Placental site trophoblastic tumor (PSTT) is the rarest subtype of gestational trophoblastic neoplasm. We present a case of PSTT complicating nephrotic syndrome. A 32-year-old woman experienced irregular menstrual bleeding and lower extremity edema 18 months after delivery. She was diagnosed with nephrotic syndrome and exaggerated placental site based on the hysteroscopic biopsy results. During follow-up, transvaginal color Doppler ultrasound showed an enlarged uterus filled with a hypervascular mass. Positron emission tomography–computed tomography showed diffuse accumulation in the entire uterus. The patient was diagnosed with PSTT only after total hysterectomy. Postoperatively, serum β-human chorionic gonadotropin decreased to within the normal range and her nephrotic syndrome resolved. She has remained without evidence of recurrence for 15 months. It is difficult to diagnose PSTT definitively. Most patients with PSTT are of reproductive age, therefore, to maintain fecundity, therapy development is expected.

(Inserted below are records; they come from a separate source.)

Issue #1722, opened 2021-08-21
[Feature Request]Add parameters to dash.Dash() to let user ignore "detected a Component for a prop other than `children`" error


CNFeffery:
When I was developing the Dash component, I wanted to pass some Component objects to the component as other parameters, such as a defined icon prefix, so I thought it would be better to add parameters that allow the user to control whether or not to perform the checks shown in the figure below😀

![image](https://user-images.githubusercontent.com/49147660/130328379-d492ecd7-78bd-4dc2-8cd0-df65e52a5e9f.png)

gvwilson:
Hi - we are tidying up stale issues and PRs in Plotly's public repositories so that we can focus on things that are most important to our community. If this issue is still a concern, please add a comment letting us know what recent version of our software you've checked it with so that I can reopen it and add it to our backlog. (Please note that we will give priority to reports that include a short reproducible example.) If you'd like to submit a PR, we'd be happy to prioritize a review, and if it's a request for tech support, please post in our community forum. Thank you - @gvwilson

PR #1916, opened 2022-02-10
Skip check on whether a component is passed as a non-children property.

emilhe:
Officially, Dash only supports passing other Dash components via the `children` prop. And for that reason (I guess), a check is being performed in the Python layer (in `base_component.py`) to catch if people try to do it,

```
if k != "children" and isinstance(v, Component):
    raise TypeError(...)
```

However, it _is_ possible to render components passed via non-children properties - in fact I have developed some JS code (available in [dash-extensions-js](https://github.com/thedirtyfew/dash-extensions-js/))  that makes it possible to do it in [a single line of code](https://github.com/snehilvj/dash-mantine-components/blob/9f8c67a369ffc22bf1a79dc8eaf1319f807e2dc6/src/lib/components/Button.react.js#L25). This option dramatiacally improves the development experience and the flexibility of the resulting Dash components allowing stuff like,

```
import dash
from dash_iconify import DashIconify as Iconify

app = dash.Dash()
app.layout = dmc.Button(
    "Send Mail", leftIcon=[Iconify(icon="fluent:folder-mail-16-filled")]  # dash component passed as non-children property
)

if __name__ == "__main__":
    app.run_server()
```

image

This code already works with the current version of dash, but **only** because the list wrapping of the `Iconify` component cheats the check listed above. Hence the following code will **not** work with the current version of Dash,

```
import dash
from dash_iconify import DashIconify as Iconify

app = dash.Dash()
app.layout = dmc.Button(
    "Send Mail", leftIcon=Iconify(icon="fluent:folder-mail-16-filled")  # dash component passed as non-children property
)

if __name__ == "__main__":
    app.run_server()
```

since the check will be hit. In this PR, I am proposing to remove the check so that the above code will work too.

The main limitation of this approach is that components rendered this way are now known by the dash renderer, so they _cannot be targeted by callbacks_.

### DIFF
--- a/dash/development/base_component.py
+++ b/dash/development/base_component.py
@@ -139,14 +139,6 @@ class Component(metaclass=ComponentMeta):
                     )
                 )
 
-            if k != "children" and isinstance(v, Component):
-                raise TypeError(
-                    error_string_prefix
-                    + " detected a Component for a prop other than `children`\n"
-                    + "Did you forget to wrap multiple `children` in an array?\n"
-                    + "Prop {} has value {}\n".format(k, repr(v))
-                )
-
             if k == "id":
                 if isinstance(v, dict):
                     for id_key, id_val in v.items():


alexcjohnson:
@emilhe really interesting solution with `dash-extensions-js`! This issue has been on our radar for a long time - the only mention I can find of it in a quick search is #1722 but we certainly discussed it internally long before that.

A big caveat with this method is that the dash renderer doesn't know that these components exist, so they can't be used in callbacks as either inputs or outputs - we get that info by crawling the layout looking for IDs, but we only descend into `children`, no other props. That's fine for your use case here, but app devs could easily get tripped up if they wanted to for example change the icon, they'd have to change the whole `leftIcon` prop, not just the `icon` prop inside the `Iconify` component.

It's also a little worrisome that `dash-extensions-js` duplicates a bunch of the logic from `dash-renderer` - this part of the renderer has been pretty stable, but if it ever did change in the future that could break components using this.

On the other hand, `renderDashComponents` being imperative has a nice side effect that you can call it selectively. One use case for components inside arbitrary props would be richer content in `dataTable`, but if we _always_ needed to crawl all the way into the `data` prop looking for components to render, that would have a huge performance cost. The way you've implemented this it could be enabled only when you're making a small table where the cost is acceptable, or only for the cells that actually get rendered.

So I'd love to see if we can find a way to accomplish this, but keep the cool ability to selectively render but do it off the dash-renderer codebase, and maintain the ability to link these components to callbacks.

emilhe:
@alexjohnson yes, I have looked through (some of) the discussions. The performance considerations mentioned there was one of the main reasons I decided to work on an solution via external library rather than pursuing a PR.

I am (painfully) aware of the callback limitation. I actually have a lot of use cases where this limitation is a show stopper, but I figured that with an external library this was probably 'the best that could be done' (I guess that to enable callbacks, a solution implemented inside the dash renderer would be needed). And even without callbacks, I think this solution is a significant step forward as compared to not being able to pass components at all.

I actually started writing my own very simple render code, which worked in terms of rendering, but it emitted some weird React warnings. After trying to debug it without success, I decided to mimic the behaviour of the dash renderer more closely. As a result, the warnings disappered, but the code is now vastly more complex and contains lot's of code duplicated from the dash renderer. I guess the proper solution here would be to seperate out the render functionality in a seperate npm package, which can then be used both by the dash renderer and dash-extensions-js (or the custom component authors directly).

I think that making the rendering optional for the developer at the prop level is the key to avoid performance issues. We could event provide two options; render a prop with callbacks enabled, or render it without callbacks enabled for improved performance. I believe that would yield the best of both worlds.

snehilvj:
following

PR #1923, opened 2022-02-14
`get_relative_path, strip_relative_path, get_asset_url`

AnnMarieW:
Closes https://github.com/plotly/dash-labs/issues/65

This PR creates the following functions:
- `dash.get_relative_path`
- `dash.strip_relative_path`
- `dash.get_asset_url`

This is similar to `dash.callback` where you don't need the `app` object. It makes it possible to use these functions in the `pages` folder of a multi-page app without running into the circular `app` imports issue.

### DIFF
--- a/dash/dash.py
+++ b/dash/dash.py
@@ -1473,7 +1473,7 @@ class Dash:
         ]
 
     def get_asset_url(self, path):
-        return _get_paths.real_get_assets_url(self.config, path)
+        return _get_paths.real_get_asset_url(self.config, path)
 
     def get_relative_path(self, path):
         """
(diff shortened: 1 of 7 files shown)


dash/dash.py
```diff
@@ -424,6 +424,9 @@ def __init__(
 
         self.logger.setLevel(logging.INFO)
 
+    def _get_config(self):
+        return self.config
```
alexcjohnson, line 428: is this needed?

AnnMarieW: Nope - that was an early attempt at a solution.  I'll delete it

AnnMarieW: done

alexcjohnson (approved):
💃 very nice!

机译:胎盘部位滋养细胞肿瘤(PSTT)是妊娠滋养细胞肿瘤中最罕见的亚型。我们提出一例PSTT并发肾病综合征。一名32岁妇女在分娩18个月后出现月经不规则出血和下肢浮肿。根据宫腔镜活检结果,她被诊断出患有肾病综合症,并夸大了胎盘部位。在随访期间,经阴道彩色多普勒超声检查显示子宫增大,并充满了血管过多。正电子发射断层扫描-计算机断层扫描显示整个子宫内弥漫性积聚。仅在全子宫切除后才被诊断为PSTT。术后,血清β-人绒毛膜促性腺激素下降至正常范围,其肾病综合征得以解决。她已经15个月没有复发的证据了。很难明确诊断PSTT。大多数PSTT患者处于育龄阶段,因此,为了维持生育能力,有望进行治疗。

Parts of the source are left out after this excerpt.